Segment Start: Supplied information
PR #1073, opened 2024-04-05
Solved jv-stream task:

Shimeriyu:
Implemented all required methods

### DIFF
--- a/src/main/java/practice/CandidateValidator.java
+++ b/src/main/java/practice/CandidateValidator.java
@@ -1,5 +1,23 @@
 package practice;
 
-public class CandidateValidator {
-    //write your code here
+import java.util.function.Predicate;
+import model.Candidate;
+
+public class CandidateValidator implements Predicate<Candidate> {
+    @Override
+    public boolean test(Candidate candidate) {
+        if (candidate.getAge() < 35) {
+            return false;
+        }
+        if (!candidate.getNationality().equals("Ukrainian")) {
+            return false;
+        }
+        String periods = candidate.getPeriodsInUkr();
+        int from = Integer.parseInt(periods.substring(0,4));
+        int to = Integer.parseInt(periods.substring(5,9));
+        if (to - from < 10) {
+            return false;
+        }
+        return candidate.isAllowedToVote();
+    }
 }
--- a/src/main/java/practice/StreamPractice.java
+++ b/src/main/java/practice/StreamPractice.java
@@ -1,11 +1,19 @@
 package practice;
 
-import java.util.Collections;
+import java.util.Arrays;
+import java.util.Collection;
 import java.util.List;
+import java.util.NoSuchElementException;
+import java.util.concurrent.atomic.AtomicInteger;
+import java.util.function.Predicate;
+import java.util.stream.Collectors;
 import model.Candidate;
+import model.Cat;
 import model.Person;
 
 public class StreamPractice {
+    private static final Predicate<Integer> isEven = n -> n % 2 == 0;
+
     /**
      * Given list of strings where each element contains 1+ numbers:
      * input = {"5,30,100", "0,22,7", ...}
@@ -14,7 +22,15 @@ public class StreamPractice {
      * "Can't get min value from list: < Here is our input 'numbers' >"
      */
     public int findMinEvenNumber(List<String> numbers) {
-        return 0;
+        return numbers.stream()
+                .map(s -> s.split(","))
+                .flatMap(Arrays::stream)
+                .mapToInt(Integer::valueOf)
+                .filter(isEven::test)
+                .min()
+                .orElseThrow(() -> new RuntimeException("Can't get min value from list: "
+                        + numbers));
+
     }
 
     /**
@@ -23,7 +39,13 @@ public class StreamPractice {
      * But before that subtract 1 from each element on an odd position (having the odd index).
      */
     public Double getOddNumsAverage(List<Integer> numbers) {
-        return 0D;
+        AtomicInteger indexCounter = new AtomicInteger(0);
+        return numbers.stream()
+                .map(v -> !isEven.test(indexCounter.getAndIncrement()) ? v - 1 : v)
+                .filter(v -> !isEven.test(v))
+                .mapToInt(Integer::intValue)
+                .average()
+                .orElseThrow(NoSuchElementException::new);
     }
 
     /**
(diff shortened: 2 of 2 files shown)


src/main/java/practice/CandidateValidator.java
nowickimj, line 1: Please make all parameters in this class constants

src/main/java/practice/CandidateValidator.java
```diff
@@ -1,5 +1,23 @@
...
+    @Override
+    public boolean test(Candidate candidate) {
+        if (candidate.getAge() < 35) {
+            return false;
+        }
+        if (!candidate.getNationality().equals("Ukrainian")) {
+            return false;
+        }
+        String periods = candidate.getPeriodsInUkr();
+        int from = Integer.parseInt(periods.substring(0,4));
```
nowickimj, line 16: My recommendation - split by separator rather than hardcoding indexes manually. Code will be more flexible.

src/main/java/practice/StreamPractice.java
```diff
@@ -23,7 +39,13 @@ public int findMinEvenNumber(List<String> numbers) {
      * But before that subtract 1 from each element on an odd position (having the odd index).
      */
     public Double getOddNumsAverage(List<Integer> numbers) {
-        return 0D;
+        AtomicInteger indexCounter = new AtomicInteger(0);
```
nowickimj, line 42: Using `AtomicInteger` here is a bit overcomplicated. Use `IntStream.range()`

src/main/java/practice/StreamPractice.java
```diff
@@ -35,7 +57,11 @@ public Double getOddNumsAverage(List<Integer> numbers) {
      * Example: select men who can be recruited to army (from 18 to 27 years old inclusively).
      */
     public List<Person> selectMenByAge(List<Person> peopleList, int fromAge, int toAge) {
-        return Collections.emptyList();
+        return peopleList.stream()
+                .filter(p -> p.getSex() == Person.Sex.MAN
+                        & p.getAge() >= fromAge
+                        & p.getAge() <= toAge)
+                .collect(Collectors.toList());
```
nowickimj, line 64: `toList()`

src/main/java/practice/StreamPractice.java
```diff
@@ -75,6 +111,11 @@ public List<String> getCatsNames(List<Person> peopleList, int femaleAge) {
      * parametrized with Candidate in CandidateValidator.
      */
     public List<String> validateCandidates(List<Candidate> candidates) {
-        return Collections.emptyList();
+        CandidateValidator candidateValidator = new CandidateValidator();
```
nowickimj, line 114: Could be a constant.

nowickimj (changes requested):

src/main/java/practice/CandidateValidator.java
```diff
@@ -1,5 +1,31 @@
...
+            return false;
+        }
+        if (!candidate.getNationality().equals(REQUIRED_NATIONALITY)) {
+            return false;
+        }
+        if (to - from < REQUIRED_YEARS) {
+            return false;
+        }
+        return candidate.isAllowedToVote();
+    }
```
okuzan, line 30: just chain all conditions together with &&

src/main/java/practice/StreamPractice.java
```diff
@@ -59,7 +93,12 @@ public List<Person> getWorkablePeople(int fromAge, int femaleToAge,
      * return the names of all cats whose owners are women from `femaleAge` years old inclusively.
      */
     public List<String> getCatsNames(List<Person> peopleList, int femaleAge) {
-        return Collections.emptyList();
+        return peopleList.stream()
+                .filter(p -> p.getSex() == Person.Sex.WOMAN & p.getAge() >= femaleAge)
```
okuzan, line 97: change p to person
avoid short one-letter naming even in stream chains, it's not informative, only makes sense in pure math context

okuzan (changes requested):

src/main/java/practice/StreamPractice.java
```diff
@@ -23,7 +39,16 @@ public int findMinEvenNumber(List<String> numbers) {
...
+        IntStream oddIndexes = IntStream.range(0, numbers.size())
+                .filter(isOdd::test)
+                .map(i -> numbers.get(i) - 1);
+        IntStream evenIndexes = IntStream.range(0, numbers.size())
+                .filter(isEven::test)
+                .map(numbers::get);
+        return IntStream.concat(oddIndexes, evenIndexes)
+                .filter(isOdd::test)
+                .average()
+                .orElseThrow();
```
nowickimj, line 51:
```java
        .map(index -> index % 2 == 1 ? numbers.get(index) - 1 : numbers.get(index))
        .filter(num -> num % 2 == 1)
        .average()
        .orElseThrow(() -> new NoSuchElementException(
                "There are no matching elements in list: " + numbers
        ));
```

src/main/java/practice/StreamPractice.java
```diff
@@ -50,7 +79,12 @@ public List<Person> selectMenByAge(List<Person> peopleList, int fromAge, int toA
      */
     public List<Person> getWorkablePeople(int fromAge, int femaleToAge,
                                           int maleToAge, List<Person> peopleList) {
-        return Collections.emptyList();
+        return peopleList.stream()
+                .filter(person -> person.getAge() >= fromAge
+                        & (person.getSex() == Person.Sex.MAN
+                        ? person.getAge() <= maleToAge : person.getAge() <= femaleToAge)
```
nowickimj, line 85: This predicate is pretty long - please extract it to a variable with a proper name to improve the code readability

src/main/java/practice/StreamPractice.java
```diff
@@ -35,7 +60,11 @@ public Double getOddNumsAverage(List<Integer> numbers) {
      * Example: select men who can be recruited to army (from 18 to 27 years old inclusively).
      */
     public List<Person> selectMenByAge(List<Person> peopleList, int fromAge, int toAge) {
-        return Collections.emptyList();
+        return peopleList.stream()
+                .filter(person -> person.getSex() == Person.Sex.MAN
+                        && person.getAge() >= fromAge
+                        && person.getAge() <= toAge)
```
Segment End: Supplied information
▶ _Work instructions_: The lines from the start of the entries above through the line containing "-public class CandidateValidator" are the ones to return, please; copy them exactly and include both ends.

▶ _Output for this task_:
PR #1073, opened 2024-04-05
Solved jv-stream task:

Shimeriyu:
Implemented all required methods

### DIFF
--- a/src/main/java/practice/CandidateValidator.java
+++ b/src/main/java/practice/CandidateValidator.java
@@ -1,5 +1,23 @@
 package practice;
 
-public class CandidateValidator {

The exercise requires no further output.